===== Listed records =====
Issue #128, opened 2022-07-22
 Temperature reporting does not work on older AMD K8 CPUs


01e3:
Temperature reporting does not work on older AMD K8 CPUs

So far I have tested the following CPUs that don't work:
 - AMD Athlon(tm) Dual Core Processor 5400B
 - AMD Athlon(tm) 64 X2 Dual Core Processor 5000+

Both of them are family: 0xf, model: 0x6b, stepping: 0x2

![image](https://user-images.githubusercontent.com/105136494/180575651-2489a6de-6ec2-48fc-b4d8-6e9a66ebecc1.png)

x86fr:
Check first if they're not concerned by the infamous Errata 319 (see #3)

01e3:
Ah, was not aware about #3, reading...

That said, both Linux and HwMonitor seem to be happy:

```
# sensors k8temp-*
k8temp-pci-00c3
Adapter: PCI adapter
Core0 Temp:   +28.0Â°C
Core0 Temp:   +32.0Â°C
Core1 Temp:   +32.0Â°C
Core1 Temp:   +29.0Â°C

# ls -l /sys/bus/pci/drivers/k8temp/????:??:*
lrwxrwxrwx 1 root root 0 Jul 23 15:42 /sys/bus/pci/drivers/k8temp/0000:00:18.3 -> ../../../../devices/pci0000:00/0000:00:18.3
```


![image](https://user-images.githubusercontent.com/105136494/180610137-f508129b-765b-4fe2-8cd7-0cf5b23aa7a6.png)

PR #220, opened 2022-12-12
Enable temperature on K8

montjoie:
Add support for K8 temp by using the formula from linux/k8temp. This is tested on a K8T800-8237 with a AMD Athlon(tm) 64 Processor 3000+.

Fixes: #128

Signed-off-by: Corentin Labbe <clabbe.montjoie@gmail.com>

Issue #70, opened 2022-05-15
Support for 256+ threads (x2APIC & AMD Extended APIC ID)


debrouxl:
At the time of this writing, x86_64 computers with 256+ threads already exist: 2S EPYC 77x[23], 8S Xeon Platinum 82xx for select models. Though they'll remain fairly niche, their market share and ease of access will keep increasing, e.g. with the Zen 4 series, which is rumored to contain some 96-core models - i.e. 384 threads in a 2S configuration, as those models are likely to offer SMT=2 like their EPYC Zen 2 and Zen 3 predecessors did - or probably some Sapphire Rapids Xeon models. There are higher-priority features, but the 256 thread limit is going to hit some new users in the near future.

Technically, the solution to the 256 core limit issue of the original 8-bit APIC is available from Nehalem onwards in Intel processors ("x2APIC", CPUID 1 ecx register bit 21 & CPUID B & CPUID 1F preferred to B if available), and more or less differently on AMD processors (at least "Extended APIC space", with two CPUID-based methods depending on the generation).
The 6272 Bulldozer and 6378 Piledriver Opterons have support for AMD Extended APIC space but do not advertise the x2APIC bit in CPUID 1 ecx. AMD processors from Bulldozer onwards are supposed to set CPUID 80000001 ecx bit 22 (topology extensions) and provide the 32-bit extended APIC ID in CPUID 8000001E eax. On the Ryzen 7 PRO 5750GE (Zen 3), the CPUID data advertises both x2APIC and AMD Extended APIC space.

x86fr:
Adding x2APIC support is nice, but there is a real debate here. For a Memory Testing Tool, does using as much core as possible make the software more efficient to detect memory issues? Massive multi-threading is great to use as much raw computing power as available. There is no doubt about this. But considering that a single core of any modern CPU can retire data at a much higher bandwidth than available from its IMC (even a 4 channel DDR5), why do we need to split a work that can be done on a single thread to 64, 256 or 1024 threads?

[...]

PR #234, opened 2023-01-04
Enable temperature on K8/K10

montjoie:
Add support for K8/K10 temp by using the formula from linux drivers (k8temp/k10temp).
For K8, this is tested on a K8T800-8237 with an AMD Athlon(tm) 64 Processor 3000+.
For K10, this is tested on a K10N78 with an AMD Sempron(tm) 145 Processor

Fixes: #128

Signed-off-by: Corentin Labbe <clabbe.montjoie@gmail.com>

### DIFF
--- a/system/temperature.c
+++ b/system/temperature.c
@@ -21,6 +21,141 @@
 
 #include "temperature.h"
 
+static uint16_t pci_read_pid(int bus, int dev, int func)
+{
+    return pci_config_read16(bus, dev, func, 2);
+}
+
+static uint16_t pci_read_vid(int bus, int dev, int func)
+{
+    return pci_config_read16(bus, dev, func, 0);
+}
+
+static int k8dev, k8fun;
+
+// find the first PCI device with the related IDs
+// On a multi-socketed K8, it grab only the first one since memtest only show
+// one temp
+static bool find_k8_temp(void)
+{
+    uint32_t pid, vid;
+
+    for (k8dev = 0; k8dev < 32; k8dev++) {
+        for (k8fun = 0; k8fun < 8; k8fun++) {
+            vid = pci_read_vid(0, k8dev, k8fun);
+            pid = pci_read_pid(0, k8dev, k8fun);
+            if (vid == PCI_VID_AMD && pid == 0x1103)
+                return true;
+        }
+    }
+    return false;
+}
+
+static int k8_temp(void)
+{
+    // k8temp is stored on a PCI device ([AMD] K8 [Athlon64/Opteron] Miscellaneous Control)
+#define K8_REG_TEMP   0xe4
+#define K8_SEL_CORE   0x04
+    uint32_t reg;
+    int temp = 0;
+
+    if (!find_k8_temp())
+       return 0;
+
+    if (cpuid_info.version.model == 4 && cpuid_info.version.stepping == 0)
+        return 0;
+    if (cpuid_info.version.model == 5 && cpuid_info.version.stepping <= 1)
+        return 0;
+    // TODO: backport Linux test is_rev_g_desktop() which add 21°
+
+    // We want temperature of core0
+    if (cpuid_info.version.model >= 0x40)
+        temp = K8_SEL_CORE;
+    pci_config_write8(0, k8dev, k8fun, K8_REG_TEMP, temp);
+    reg = pci_config_read32(0, k8dev, k8fun, K8_REG_TEMP);
+    // formula is taken from k8temp Linux driver
+    temp = (reg >> 16) & 0xFF;
+
+    // nobody will use memtest in a frozen env
+    if (temp < 49)
+        return 0;
+
+    return temp - 49;
+}
+
+// K10 temperature is stored in a PCI device [AMD] Family 10h Processor Miscellaneous Control
+// There is one PCI device per CPU socket
+static int k10dev, k10fun;
+
+#define CPUID_PKGTYPE_MASK      0xF0000000
+#define CPUID_PKGTYPE_F         0x00000000
+#define CPUID_PKGTYPE_AM2R2_AM3 0x10000000
+#define REG_DCT0_CONFIG_HIGH    0x094
+#define DDR3_MODE 1 << 8
+static bool has_erratum_319(void)
+{
+    uint32_t eax, ebx, ecx, edx;
+    uint32_t pkg_type, reg_dram_cfg;
+
+    if (cpuid_info.version.family != 0x10)
+        return false;
+
+    cpuid(0x80000001, 0, &eax, &ebx, &ecx, &edx);
+
+    pkg_type = ebx & CPUID_PKGTYPE_MASK;
+
+    if (pkg_type == CPUID_PKGTYPE_F)
+        return true;
+    if (pkg_type != CPUID_PKGTYPE_AM2R2_AM3)
+        return false;
+
+    reg_dram_cfg = pci_config_read32(0, k10dev, 2, REG_DCT0_CONFIG_HIGH);
+    if (reg_dram_cfg & DDR3_MODE)
+        return false;
+
+    return false;
+}
+
+static const uint32_t k10temp_id_table[] = {
+    0x1203,
+};
+static bool find_k10_temp(void)
+{
+    uint32_t pid, vid, i;
+
+    for (k10dev = 0; k10dev < 32; k10dev++) {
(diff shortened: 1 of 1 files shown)


montjoie:
This is a follow up of https://github.com/memtest86plus/memtest86plus/pull/220

system/temperature.c
```diff
@@ -21,6 +21,141 @@
...
+#define DDR3_MODE 1 << 8
+static bool has_erratum_319(void)
+{
+    uint32_t eax, ebx, ecx, edx;
+    uint32_t pkg_type, reg_dram_cfg;
+
+    if (cpuid_info.version.family != 0x10)
+        return false;
+
+    cpuid(0x80000001, 0, &eax, &ebx, &ecx, &edx);
```
debrouxl, line 103: Not directly related to your patch, but I think that this is a good opportunity to store more extended feature flags in cpuid_feature_flags_t , as cpuid 80000001 is also needed for the AMD extended APIC space feature ( #70 et al.), and it's silly to call cpuid twice, then partially discard the output on both sides. Sam, Martin ?

system/temperature.c
```diff
@@ -21,6 +21,141 @@
...
+        return false;
+
+    reg_dram_cfg = pci_config_read32(0, k10dev, 2, REG_DCT0_CONFIG_HIGH);
+    if (reg_dram_cfg & DDR3_MODE)
+        return false;
+
+    return false;
+}
+
+static const uint32_t k10temp_id_table[] = {
```
debrouxl, line 119: I suppose that there are more PCI PIDs coming in followup versions of the patch ? Otherwise, a single comparison like in `find_k8_temp()` above will do the job - and make it easier to merge `find_k8_temp()` and `find_k10_temp()` together.

system/temperature.c
```diff
@@ -21,6 +21,141 @@
 
 #include "temperature.h"
 
+static uint16_t pci_read_pid(int bus, int dev, int func)
```
debrouxl, line 24: With such trivial implementations, I think that `pci_read_pid()` and `pci_read_vid()` ought to be static inline functions in system/pci.h .

system/temperature.c
```diff
@@ -21,6 +21,141 @@
...
+
+static int k8_temp(void)
+{
+    // k8temp is stored on a PCI device ([AMD] K8 [Athlon64/Opteron] Miscellaneous Control)
+#define K8_REG_TEMP   0xe4
+#define K8_SEL_CORE   0x04
+    uint32_t reg;
+    int temp = 0;
+
+    if (!find_k8_temp())
```
debrouxl, line 62: Besides the potential merge of `find_k8_temp()` and `find_k10_temp()` I mentioned in another comment, this implementation of `k8_temp()` + `find_k8_temp()` and `k10_temp()` + `find_k10_temp()` reads the PCI bus config space every time, without caching the result of the enumeration. I can live with spending several bytes to avoid this repeated enumeration :)

system/temperature.c
x86fr: This patch is basically a copy/paste of the related k8temp function without taking into consideration the use done by Memtest86+ (which is very different to k8temp) and its already-implemented functions. This can be extremely simplified without any feature loss. I'll try to do it later today.

system/temperature.c
```diff
@@ -21,6 +21,141 @@
...
+{
+    uint32_t pid, vid;
+
+    for (k8dev = 0; k8dev < 32; k8dev++) {
+        for (k8fun = 0; k8fun < 8; k8fun++) {
+            vid = pci_read_vid(0, k8dev, k8fun);
+            pid = pci_read_pid(0, k8dev, k8fun);
+            if (vid == PCI_VID_AMD && pid == 0x1103)
+                return true;
+        }
```
x86fr, line 49: Enumeration is useless as the needed device will always be available at 0/24/3. No exception. 
On a multi-socketed K8, the BSP will be found here.

system/temperature.c
x86fr: Yes, this should be done on cpuid.c

system/temperature.c
montjoie: Yes there are more, but the K10temp handle lot of different way of getting temperature, so I cannot add them without testing.

system/temperature.c
montjoie: it is why k8dev,k8fun are static, I just forgot to add a if (!=0)return

system/temperature.c
montjoie: I created a qemu emulation of k8/k10temp PCI device, so this is usefull in that case (I dont find how to fix bus/dev in qemu). I understand this can be simplified. Unless you want a day to handle multi socket temperature.

system/temperature.c
```diff
@@ -47,14 +182,11 @@ int get_cpu_temperature(void)
...
+    if (cpuid_info.vendor_id.str[0] == 'A' && cpuid_info.version.extendedFamily == 0) {
+        return k8_temp();
+    }
     if (cpuid_info.vendor_id.str[0] == 'A' && cpuid_info.version.extendedFamily > 0 && cpuid_info.version.extendedFamily < 8) {
-
-        // Untested yet
-        uint32_t rtcr = pci_config_read32(0, 24, 3, 0xA4);
-        int raw_temp = (rtcr >> 21) & 0x7FF;
-
-        return raw_temp / 8;
```
x86fr, line 56: Is there anything wrong with this simple code (expect errata 319 handling)?
It basically do the same thing (read 0/24/3/0xA4, shift 21, divide by 8) as all code added before.

system/temperature.c
```diff
@@ -21,6 +21,141 @@
...
+
+    if (cpuid_info.version.family != 0x10)
+        return false;
+
+    cpuid(0x80000001, 0, &eax, &ebx, &ecx, &edx);
+
+    pkg_type = ebx & CPUID_PKGTYPE_MASK;
+
+    if (pkg_type == CPUID_PKGTYPE_F)
+        return true;
```
x86fr, line 108: Starting here, below code is useless because it can only return false.

k10temp.c final return is based on cpu model and mask, which has been removed here.

system/temperature.c
x86fr: 0/24/3 is an internal register from the BSP. It can't be absent, hidden or anywhere else on any CPU targeted by the previous case (`cpuid_info.vendor_id.str[0] == 'A' && cpuid_info.version.extendedFamily > 0 && cpuid_info.version.extendedFamily < 8`).

Are you aware of any real-word platform where 0/24/3 does not exist?

montjoie: From the few hardware I have, no.
I don't see any reason to not add a little test for being safe but if you say you know for sure it will exists at that place, I will dont do any objections.

system/temperature.c
x86fr: Finally not so silly because the (useful) result of CPUID 0x80000001[EBX] is specific to K8, so it does make sense to run cpuid again later, only when this specific CPU has been detected.

system/temperature.c
```diff
@@ -21,6 +21,141 @@
...
+    // k8temp is stored on a PCI device ([AMD] K8 [Athlon64/Opteron] Miscellaneous Control)
+#define K8_REG_TEMP   0xe4
+#define K8_SEL_CORE   0x04
+    uint32_t reg;
+    int temp = 0;
+
+    if (!find_k8_temp())
+       return 0;
+
+    if (cpuid_info.version.model == 4 && cpuid_info.version.stepping == 0)
```
x86fr, line 65: This can't be translated like this. The "model" var on k8temp is the full cpuid model (Ext_model << 4 | model) while the cpuid_info.version.model only contain the base model. So this will trigger on model 0x24 for example)

x86fr:
There's too many things wrong on this PR. Implementing correctly K8/K10 temp reading is not as trivial. 
Errata 319 should be handled correctly (even if implementation is partial) as well as Rev G Mobile & Desktop detection.

I already wrote some code for this, but I need to set up various old K8/K10 platforms to exercise the code.
Hope to be able to test it later this week

debrouxl:
FWIW, I've just put my "AMD Athlon(tm) 64 X2 Dual Core Processor 5600+" K8 on Gigabyte M61P-S3 back into operation, after moving the MB to a new ATX case.

k8ieone:
@x86fr I have a few different K8/K10 systems, let me know if you want me to test anything ;)

Sempron LE-1150
Turion 64 X2 (Laptop)
Phenom II X4 945
FX-8320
=====
Your response should be each line that includes the word "https", copied from the records.

![image](https://user-images.githubusercontent.com/105136494/180575651-2489a6de-6ec2-48fc-b4d8-6e9a66ebecc1.png)
![image](https://user-images.githubusercontent.com/105136494/180610137-f508129b-765b-4fe2-8cd7-0cf5b23aa7a6.png)
This is a follow up of https://github.com/memtest86plus/memtest86plus/pull/220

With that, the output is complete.